Methodik: Im Zeitraum vom 01.12.2013 bis 01.03.2022 wurden insgesamt 855 Becken- und Azetabulumfrakturen operativ versorgt. Alle Patienten mit offen versorgten Becken- oder Azetabulumfrakturen erhielten routinemäßig eine semiherapeutische Antikoagulation und ein postoperatives TVT-Screening. Im Rahmen dieser retrospektiven Analyse wurden u.a. folgende Daten erhoben: Alter, Geschlecht, Ätiologie, Nebenerkrankungen, Klassifikation der Becken- oder Azetabulumfraktur, Intervall bis zur operativen Versorgung, Art der operativen Versorgung, Zugangsweg, Op-Dauer, Blutverlust, Tranexamsäure, Komplikationen, Nachbehandlung, TVT-Screening, TVT und Lungenembolie.
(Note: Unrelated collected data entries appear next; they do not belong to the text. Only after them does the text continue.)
PR #2114, opened 2019-12-13
Fix flaky CI tests - Overloaded consumer group partitions

and-rewsmith:
Three CI tests are currently failing due to overloaded partitions per consumer group. These tests started failing right when we integrated the C# SDK's private drop bits, however from my investigation I couldn't figure out what exactly changed.   

Regardless, the current implementation makes this problem worse by reading from all event hub partitions. 

Since we know how the C# SDK resolves the event hub partition when sending messages, we can choose only the partitions that are relevant when reading. This PR uses their [implementation of partition resolution](https://github.com/Azure/azure-iot-sdk-csharp/blob/master/iothub/service/src/Common/EventHubPartitionKeyResolver.cs#L13), which will continue to work even if they later change resolution logic.

I made this change to see if it would fix the issue without adding extra consumer groups, but it did not fix it and I had to create another. I also attempted to cut down on the time cost of these three tests, as they take worst case 250 seconds, but have discovered that these tests are extremely brittle so I will address this in another PR. 

If anyone has insight into what specifically is causing these tests to fail now, but not before, I'd love to hear your thoughts.


edge-hub/test/Microsoft.Azure.Devices.Edge.Hub.CloudProxy.Test/CloudProxyTest.cs
```diff
@@ -24,22 +24,31 @@ namespace Microsoft.Azure.Devices.Edge.Hub.CloudProxy.Test
...
         [TestPriority(401)]
         public async Task SendMessageTest()
         {
+            string device2ConnectionString = await SecretsHelper.GetSecretFromConfigKey(Device2ConnStrKey);
+            string deviceId2 = IotHubConnectionStringBuilder.Create(device2ConnectionString).DeviceId;
+
             IMessage message = MessageHelper.GenerateMessages(1)[0];
             DateTime startTime = DateTime.UtcNow.Subtract(ClockSkew);
-            ICloudProxy cloudProxy = await this.GetCloudProxyWithConnectionStringKey("device2ConnStrKey");
+            ICloudProxy cloudProxy = await this.GetCloudProxyFromConnectionStringKey("device2ConnStrKey");
```
philipktlin: you introduced constant, i guess you want to use here.
```suggestion
            ICloudProxy cloudProxy = await this.GetCloudProxyFromConnectionStringKey(Device2ConnStrKey);
```

edge-hub/test/Microsoft.Azure.Devices.Edge.Hub.CloudProxy.Test/CloudProxyTest.cs
```diff
@@ -49,43 +58,64 @@ public async Task SendMessageMultipleDevicesTest()
...
         [TestPriority(403)]
         public async Task SendMessageBatchTest()
         {
+            string device2ConnectionString = await SecretsHelper.GetSecretFromConfigKey(Device2ConnStrKey);
+            string deviceId2 = IotHubConnectionStringBuilder.Create(device2ConnectionString).DeviceId;
+
             IList<IMessage> messages = MessageHelper.GenerateMessages(4);
             DateTime startTime = DateTime.UtcNow.Subtract(ClockSkew);
-            ICloudProxy cloudProxy = await this.GetCloudProxyWithConnectionStringKey("device2ConnStrKey");
+            ICloudProxy cloudProxy = await this.GetCloudProxyFromConnectionStringKey("device2ConnStrKey");
```
philipktlin: Do you want to use constant here? more usages below.
```suggestion
            ICloudProxy cloudProxy = await this.GetCloudProxyFromConnectionStringKey(Device2ConnStrKey);
```

edge-hub/test/Microsoft.Azure.Devices.Edge.Hub.CloudProxy.Test/MessageHelper.cs
```diff
@@ -51,17 +51,20 @@ public static IList<IMessage> GenerateMessages(int count)
...
             {
-                EventData eventData = events.FirstOrDefault(
-                    m =>
-                        m.Properties.ContainsKey("id") &&
-                        m.Properties["id"] as string == message.Properties["id"]);
-                if (eventData == null || !message.Body.SequenceEqual(eventData.Body.Array))
+                foreach (IMessage message in sentMessagesByDevice[deviceId])
                 {
-                    return false;
+                    EventData eventData = receivedMessagesByDevice[deviceId].FirstOrDefault(
```
philipktlin: you can't assume deviceId must exist in receivedMessagesByDevice.Keys.

edge-hub/test/Microsoft.Azure.Devices.Edge.Hub.CloudProxy.Test/EventHubReceiver.cs
```diff
@@ -4,52 +4,39 @@ namespace Microsoft.Azure.Devices.Edge.Hub.CloudProxy.Test
...
     using System.Collections.Generic;
     using System.Threading.Tasks;
+    using Microsoft.Azure.Devices.Common;
     using Microsoft.Azure.EventHubs;
 
     public class EventHubReceiver
     {
-        readonly EventHubClient eventHubClient;
+        const string EventHubConsumerGroup = "ci-tests";
+        readonly string eventHubConnectionString;
```
philipktlin: why remove EventHubClient and store eventHubConnectionString instead?

and-rewsmith: If we are going to retry the GetMessagesForDevice method, then we should start the process from the beginning, which means creating the EventHubClient again. Do you agree?

edge-hub/test/Microsoft.Azure.Devices.Edge.Hub.CloudProxy.Test/MessageHelper.cs
and-rewsmith: Before this method is called, I make sure that the receivedMessagesByDevice has all the deviceIds initialized. But I agree as we should decouple the logic.

edge-hub/test/Microsoft.Azure.Devices.Edge.Hub.CloudProxy.Test/MessageHelper.cs
```diff
@@ -51,18 +51,26 @@ public static IList<IMessage> GenerateMessages(int count)
         /// Checks if the events have items corresponding to all messages, and
         /// returns false if it doesn't.
         /// </summary>
-        public static bool CompareMessagesAndEventData(IList<IMessage> messages, IList<EventData> events)
+        public static bool CompareMessagesAndEventData(IDictionary<string, IList<IMessage>> sentMessagesByDevice, IDictionary<string, List<EventData>> receivedMessagesByDevice)
```
and-rewsmith: I will rename

edge-hub/test/Microsoft.Azure.Devices.Edge.Hub.CloudProxy.Test/CloudProxyTest.cs
```diff
@@ -125,12 +155,12 @@ public async Task CanListenForDesiredPropertyUpdates()
         {
             var update = new TaskCompletionSource<IMessage>();
             var edgeHub = new Mock<IEdgeHub>();
-            string deviceConnectionStringKey = "device2ConnStrKey";
+            string deviceConnectionStringKey = Device2ConnStrKey;
```
philipktlin: nit: remove deviceConnectionStringKey

edge-hub/test/Microsoft.Azure.Devices.Edge.Hub.CloudProxy.Test/CloudProxyTest.cs
```diff
@@ -49,43 +58,64 @@ public async Task SendMessageMultipleDevicesTest()
...
             await cloudProxy.SendMessageBatchAsync(messages);
+
+            Dictionary<string, IList<IMessage>> sentMessagesByDevice = new Dictionary<string, IList<IMessage>>();
+            sentMessagesByDevice.Add(deviceId2, messages);
+
             bool disconnectResult = await cloudProxy.CloseAsync();
             Assert.True(disconnectResult);
 
-            await CheckMessageInEventHub(messages, startTime);
+            await CheckMessageInEventHub(sentMessagesByDevice, startTime);
```
philipktlin:
```suggestion
            await CheckMessageInEventHub(messagesSentByDevice, startTime);
```

edge-hub/test/Microsoft.Azure.Devices.Edge.Hub.CloudProxy.Test/CloudProxyTest.cs
and-rewsmith: I will remove here and where appropriate

edge-hub/test/Microsoft.Azure.Devices.Edge.Hub.CloudProxy.Test/CloudProxyTest.cs
```diff
@@ -216,28 +246,39 @@ public async Task TestHandleNonRecoverableExceptions(Type exceptionType)
...
+                    receivedMessagesByDevice[deviceId].AddRange(await eventHubReceiver.GetMessagesForDevice(deviceId, startTime));
+                }
+
+                messagesFound = MessageHelper.ValidateSentMessagesWereReceived(sentMessagesByDevice, receivedMessagesByDevice);
+
                 if (messagesFound)
                 {
                     break;
                 }
+            }
```
philipktlin: add delay

edge-hub/test/Microsoft.Azure.Devices.Edge.Hub.CloudProxy.Test/CloudProxyTest.cs
and-rewsmith: I tried to emphasize the difference by putting it first

edge-hub/test/Microsoft.Azure.Devices.Edge.Hub.CloudProxy.Test/EventHubReceiver.cs
```diff
@@ -4,52 +4,39 @@ namespace Microsoft.Azure.Devices.Edge.Hub.CloudProxy.Test
...
-                    }
-                }
+            EventHubClient eventHubClient = EventHubClient.CreateFromConnectionString(this.eventHubConnectionString);
+            PartitionReceiver partitionReceiver = eventHubClient.CreateReceiver(
+                EventHubConsumerGroup,
+                EventHubPartitionKeyResolver.ResolveToPartition(deviceId, (await eventHubClient.GetRuntimeInformationAsync()).PartitionCount),
+                EventPosition.FromEnqueuedTime(startTime));
 
-                await partitionReceiver.CloseAsync();
+            IEnumerable<EventData> events = await partitionReceiver.ReceiveAsync(maxPerPartition, TimeSpan.FromSeconds(waitTimeSecs));
```
and-rewsmith: Add a filter to just get device id messages

edge-hub/test/Microsoft.Azure.Devices.Edge.Hub.CloudProxy.Test/CloudProxyTest.cs
```diff
@@ -216,29 +243,30 @@ public async Task TestHandleNonRecoverableExceptions(Type exceptionType)
...
         {
             string eventHubConnectionString = await SecretsHelper.GetSecretFromConfigKey("eventHubConnStrKey");
             var eventHubReceiver = new EventHubReceiver(eventHubConnectionString);
-            var cloudMessages = new List<EventData>();
-            bool messagesFound = false;
-            // Add retry mechanism to make sure all the messages sent reached Event Hub.
-            for (int i = 0; i < EventHubMessageReceivedRetry; i++)
+            var receivedMessagesByDevice = new Dictionary<string, List<EventData>>();
+
+            await Task.Delay(TimeSpan.FromSeconds(30));
```
philipktlin: since you changed to wait a fixed time once, please move this line at the top and add comment to explain why you do this.

edge-hub/test/Microsoft.Azure.Devices.Edge.Hub.CloudProxy.Test/MessageHelper.cs
```diff
@@ -51,18 +51,26 @@ public static IList<IMessage> GenerateMessages(int count)
         /// Checks if the events have items corresponding to all messages, and
         /// returns false if it doesn't.
         /// </summary>
-        public static bool CompareMessagesAndEventData(IList<IMessage> messages, IList<EventData> events)
+        public static bool ValidateSentMessagesWereReceived(IDictionary<string, IList<IMessage>> sentMessagesByDevice, IDictionary<string, List<EventData>> receivedMessagesByDevice)
         {
-            foreach (IMessage message in messages)
+            foreach (string deviceId in sentMessagesByDevice.Keys)
```
philipktlin: I think you need to check number of keys in receivedMessagesByDevice should be greater than or equal to number of keys in sentMessagesByDevice. Similar check you can do before verifying each message, check receivedMessagesByDevice[deviceId].Count should be greater than or equal to sentMessagesByDevice[deviceId].Count.

btw receivedMessagesByDevice doesn't mean it stores received message only for that device.  It stores received messages only for that partition id derived by that device id.  do i understand correctly? if so, please rename it.

and-rewsmith: Isn't the check I'm doing already sufficient? The current logic makes sure sent messages is a subset of the received messages for each device.

You understand correctly. I will rename.

philipktlin:
Please try out the approach we discussed today and submit another PR if it works.

PR #2120, opened 2019-12-13
Install Trust Bundle in EdgeAgent and EdgeHub

varunpuranik:
Currently EdgeAgent and EdgeHub are able to communicate only with an IoTHub with server cert that is rooted in a well known cert. To allow them to communicate with an IoTHub with a private rooted cert, we need to install the Trust bundle that iotedge is configured with. 
This change does that. It has been tested to work with Linux. Need to test on Windows.


edge-agent/src/Microsoft.Azure.Devices.Edge.Agent.Service/Program.cs
```diff
@@ -161,6 +163,10 @@ public static async Task<int> MainAsync(IConfiguration configuration)
                         apiVersion = configuration.GetValue<string>(Constants.EdgeletApiVersionVariableName);
                         builder.RegisterModule(new AgentModule(maxRestartCount, intensiveCareTime, coolOffTimeUnitInSeconds, usePersistentStorage, storagePath, Option.Some(new Uri(workloadUri)), Option.Some(apiVersion), moduleId, Option.Some(moduleGenerationId), enableNonPersistentStorageBackup, storageBackupPath));
                         builder.RegisterModule(new EdgeletModule(iothubHostname, edgeDeviceHostName, deviceId, new Uri(managementUri), new Uri(workloadUri), apiVersion, dockerAuthConfig, upstreamProtocol, proxy, productInfo, closeOnIdleTimeout, idleTimeout));
+
+                        IList<X509Certificate2> trustBundle = (await CertificateHelper.GetTrustBundleFromEdgelet(new Uri(workloadUri), apiVersion, Constants.WorkloadApiVersion, moduleId, moduleGenerationId)).ToList();
```
dmolokanov: `InstallCertificates` already takes `IEnumerable<X509Certificate2>`  as arg. Do we still need to call `ToList()` here?

edge-util/src/Microsoft.Azure.Devices.Edge.Util/CertificateHelper.cs
```diff
@@ -207,13 +208,17 @@ public static bool ValidateCertExpiry(X509Certificate2 certificate, ILogger logg
...
-        public static void InstallCerts(StoreName name, StoreLocation location, IEnumerable<X509Certificate2> certs)
+        public static void InstallCertificates(IEnumerable<X509Certificate2> certificateChain, ILogger logger)
         {
-            List<X509Certificate2> certsList = Preconditions.CheckNotNull(certs, nameof(certs)).ToList();
-            using (var store = new X509Store(name, location))
+            X509Certificate2[] certs = Preconditions.CheckNotNull(certificateChain, nameof(certificateChain)).ToArray();
+
+            StoreName storeName = RuntimeInformation.IsOSPlatform(OSPlatform.Windows) ? StoreName.CertificateAuthority : StoreName.Root;
+
+            logger?.LogInformation($"Installing certificates {string.Join(",", certs.Select(c => $"[{c.Subject}:{c.GetExpirationDateString()}]"))} to {storeName}");
```
dmolokanov: Shouldn't it be a precondition check for logger in the beginnging of method instead of null check here?

edge-agent/src/Microsoft.Azure.Devices.Edge.Agent.Service/Program.cs
dmolokanov: Inside `InstallCertificates` method there is additional array allocation for the same list.

edge-util/src/Microsoft.Azure.Devices.Edge.Util/CertificateHelper.cs
varunpuranik: The idea is that dependencies _may_ not have the logger, and we need not fail if logger is null. So this is typically the pattern we follow in helpers.

dmolokanov: Should we change it to Option to make our intention explicit?

varunpuranik: Okay, I will add the null check.. option will make using it a bit awkward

Ergebnisse: Das Durchschnittsalter betrug 68,1 Jahre (SD 18,9). Das Geschlechterverhältnis betrug 42,3% männlich zu 57,7% weiblich. Bei 558 Patienten lag ein nieder-energetisches Trauma zu Grunde. Es konnten 287 Azetabulum-, 199 Beckenfrakturen und 369 geriatrische Beckenfrakturen eingeschlossen werden. In 46,1% (n=394) der Fälle bestanden Begleitverletzungen des Thorax (12,2%), des Abdomens (6,4%), der Extremitäten (20,2%) oder des Schädels (7,3%). Blutungen oder Nachblutungen traten in 2,3% der Fälle auf. Eine semitherapeutische Antikoagulation und ein routinemäßiger sonographischer TVT-Ausschluss erfolgte bei insgesamt 430 Patienten. Bei 27 dieser Patienten (6,3%) konnte eine TVT und bei 8 Patienten (1,9%) eine Lungenembolie nachgewiesen werden.
Schlussfolgerung: Eine semitherapeutische Antikoagulation in Kombination mit einer routinemäßigen Kompressionssonographie konnte eine vergleichsweise niedrige Thrombose- und Lungenembolierate nachweisen bei gleichzeitig niedrigen Raten an Blutungskomplikationen. Prospektive Studien sind erforderlich um diese Ergebnisse zu bestätigen und einen TVT-Standard für Patienten mit Becken- und Azetabulumfrakturen zu entwickeln.